Other extenuating circumstances can befall a murti during the production process. Even years of training and practice cannot make up for the imperfections that naturally occur in the finest marble or the occasional accident that might damage a murti. Outside the workshop in Gandhinagar were two nearly-finished murtis standing upright among a dusty pile of scrap stone. They were “canceled” murtis, the workers explained. One had a dark band running across its calf and another had a patch of plaster at its feet, apparently covering a crack.
Although blemishes and nicks were grounds for scrapping a murti, several devotees said that imperfect murtis could be used for decoration or whittled into a smaller piece. If the flaws were too severe, however, it would be laid to rest. “If there is a murti which is defective in some way, or it’s broken,” Amrutvijaydas explained, “the process is to place it in water—a body of water.” It receives a burial at sea.
Perfectly-formed consecrated murtis are cared for daily. Priests change the deities’ clothes, bathe them, and offer them food. In the mornings and evenings devotees sing and peer intently into the eyes of the murtis, part of the holy ritual of darshan. Some Hindus may form intense personal connections with murtis over years of meditation, service, and prayer.
Jay Patel, a resident physician and Swaminarayan devotee living in Weehawken, said he wasn’t sure how he would practice his religion without a murti. On Sundays he attends a mandir in the Flushing neighborhood of Queens, where he performs darshan of the gleaming marble murtis in the temple’s inner sanctum.
“Murtis are one of the cornerstones of a Hindu mandir,” he said. They are a portal to contemplating the divine. “What would you focus your mind on?” he asked. He can recall the details of the murtis in the shrine of his childhood home and he said he even remembers the details of murtis he’s seen from past trips to temples in India.
For those born in America, murtis represent tradition and provide a spiritual keel, explained Jay Patel. But in the diaspora, murtis take on a special cultural significance for Hindu immigrants.

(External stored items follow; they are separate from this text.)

Issue #4474, opened 2024-01-04
vxmarkscan: main ballot template


kshen0:
Review BMD ballot layout and font size. In particular, use VVSG min paper font size and ensure all content is visible to voter for review after printing.

See https://votingworks.slack.com/archives/C03Q42V9MJ5/p1710783453461679 for current state.

The current template shows all the content to the voter (as desired) with a 2" top margin. VVSG2 requires that paper records have a font-size of at least 3.5mm (10 points). We should confirm that this is in place and update as needed.

Relatedly, we have the unsolved problem of https://github.com/votingworks/vxsuite/issues/4473 that we'll solve by adding in a second ballot layout template rather than supporting scanning of multiple sheets for a given voter on the BMD. To understand when that template should trigger, we should size the number of contests that can fit on the main template. If reducing the main template to 10 pt (from something larger) significantly increases the number of contests we can fit, we should consider making that change.

Issue #4473, opened 2024-01-04
vxmarkscan: large-N contest printed ballot template


kshen0:
Related to: https://github.com/votingworks/vxsuite/issues/4474

In the case of a high (exact threshold to be determined) number of contests, we should print vxmarkscan ballots in a different template to fit more content on the ballot. These changes should include: 
- removing the top padding and therefore hiding the header from the voter.
- reducing the font size below the 10pt number to what we deem the minimal readable number. this requires a bit of subjective analysis and we should test options.

We may also want to incorporate a three column layout to maximize the amount of screen real estate used by voter selections.

In the course of making these adjustments, we should calculate what the maximum number of selections a voter can make that can be printed on one page. There is no specific minimum number to meet, but real world usage can see over 50 and maybe up to 100.

PR #4723, opened 2024-03-25
Update BMD paper ballot single-page layout to fit more contests

kofi-q:
## Overview

Resolves https://github.com/votingworks/vxsuite/issues/4474

Applying the following changes to increase the number of contests we can fit on a single page of the BMD paper ballot:
- Decrease font size to the VVSG 2.0 minimum: `10pt`
- For VSAP prints, decrease the size of the top margin, so that the ballot header is covered by the VSAP in-feed hood, while keeping the first row of contests visible.
- Increase the number of contest columns as the number of columns increases.
- Drop party names from candidate selections when rendering 3+ columns.
- Shrink contest titles.
- Shrink English text on multi-language ballots further (75% -> 60%).
- Inline English text whenever possible on multi-language ballots (we were previously rendering on a new line in some cases).
- Reduce spacing where possible.

We don't yet put a cap on how many contests this will attempt to render on a single page - we'll be addressing how split contests across multiple sheets later in https://github.com/votingworks/vxsuite/issues/4473.

## Demo Video or Screenshot

https://github.com/votingworks/vxsuite/assets/264902/87926a3e-2213-4158-84d7-3996767bcad4

## Testing Plan
- Added/updated unit test cases.
- Manual testing and tuning for layout change thresholds.

## Checklist

### DIFF
--- a/libs/ui/src/bmd_paper_ballot.tsx
+++ b/libs/ui/src/bmd_paper_ballot.tsx
@@ -39,36 +39,62 @@ import {
   NumberString,
 } from './ui_strings';
 
-export type BmdBallotPrintType = 'vxMark' | 'vsap';
+export type MachineType = 'mark' | 'markScan';
 
 /**
  * Max margin required to keep the ballot header visible when the page is
  * partially covered by the VSAP infeed hood.
  */
-export const MAX_VSAP_TOP_MARGIN = '1.75in';
+export const MAX_MARK_SCAN_TOP_MARGIN = '1.75in';
 
 /**
  * Min margin required to keep the first row of contests visible when the page
  * is partially covered by the VSAP infeed hood.
  */
-export const MIN_VSAP_TOP_MARGIN = '0.5625in';
+export const MIN_MARK_SCAN_TOP_MARGIN = '0.5625in';
 
 interface Layout {
+  /**
+   * Whether or not to hide candidate party names in candidate contests to save
+   * space in denser layouts.
+   */
   hideParties: boolean;
+
+  /** Maximum number of contest rows per column to print on the ballot. */
   maxRows: number;
+
+  /**
+   * Minimum number of contests required for this layout to be used in printing
+   * a ballot.
+   */
   minContests: number;
-  topMargin?: typeof MAX_VSAP_TOP_MARGIN | typeof MIN_VSAP_TOP_MARGIN;
+
+  /**
+   * Additional top margin to apply to the print to ensure all important content
+   * is visible - necessary for MarkScan, where printouts are partially covered
+   * by the hood of the paper tray when being reviewed by the voter.
+   */
+  topMargin?: typeof MAX_MARK_SCAN_TOP_MARGIN | typeof MIN_MARK_SCAN_TOP_MARGIN;
 }
 
-export const BMD_BALLOT_LAYOUTS: Record<BmdBallotPrintType, Layout[]> = {
-  vsap: [
+/**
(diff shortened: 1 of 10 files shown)


libs/ui/src/bmd_paper_ballot.tsx
```diff
@@ -39,12 +39,50 @@ import {
   NumberString,
 } from './ui_strings';
 
-const Ballot = styled.div`
+export type BmdBallotPrintType = 'vxMark' | 'vsap';
```
jonahkagan, line 42: It might be clearer to have these be `mark` vs `mark-scan` to correspond with the names of the apps in the rest of the codebase

libs/ui/src/bmd_paper_ballot.tsx
```diff
@@ -39,12 +39,50 @@ import {
...
+
+/**
+ * Max margin required to keep the ballot header visible when the page is
+ * partially covered by the VSAP infeed hood.
+ */
+export const MAX_VSAP_TOP_MARGIN = '1.75in';
```
jonahkagan, line 48: Similarly, maybe replace references to VSAP with VxMarkScan in constant names/comments

libs/ui/src/bmd_paper_ballot.tsx
```diff
@@ -393,10 +418,17 @@ export function BmdPaperBallot({
     }
   }, [onRendered]);
 
+  const layout = find(
+    [...BMD_BALLOT_LAYOUTS[printType]].reverse(),
+    (l) => contests.length >= l.minContests
+  );
```
jonahkagan, line 424: Does this rely on `BMD_BALLOT_LAYOUTS` being specified in a certain order? Might be more defensive to just sort here before selecting a layout

libs/ui/src/bmd_paper_ballot.tsx
```diff
@@ -39,12 +39,50 @@ import {
...
+ * is partially covered by the VSAP infeed hood.
+ */
+export const MIN_VSAP_TOP_MARGIN = '0.5625in';
+
+interface Layout {
+  hideParties: boolean;
+  maxRows: number;
+  minContests: number;
+  topMargin?: typeof MAX_VSAP_TOP_MARGIN | typeof MIN_VSAP_TOP_MARGIN;
+}
```
jonahkagan, line 61: It's nice how these layout specs are defined as data. Very cool

I'm a little confused still by what `maxRows` means

jonahkagan (approved):

libs/ui/src/bmd_paper_ballot.tsx
kofi-q: Ah, good call

libs/ui/src/bmd_paper_ballot.tsx
kofi-q: +1

libs/ui/src/bmd_paper_ballot.tsx
kofi-q: Yeah, good point - makes me think all of these fields could use documentation for clarity. Will update

libs/ui/src/bmd_paper_ballot.tsx
kofi-q: There's a unit test asserting the order of the layouts, but maybe this would be less confusing if we just explicitly sort here or add more obvious naming/documentation -- will update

For them, murtis are a reminder of the people and places they left behind.
Hindu devotees don’t travel unaccompanied on their journey through life. Murtis follow them around the world: embarking on the same long, uncertain voyages, arriving at destinations far from their origins, and undergoing transformations, reborn at the hands of artists and priests. When viewed in that light, the murti and the devotee are not so different. They’re both pilgrims, embodying a rich collection of places and forms.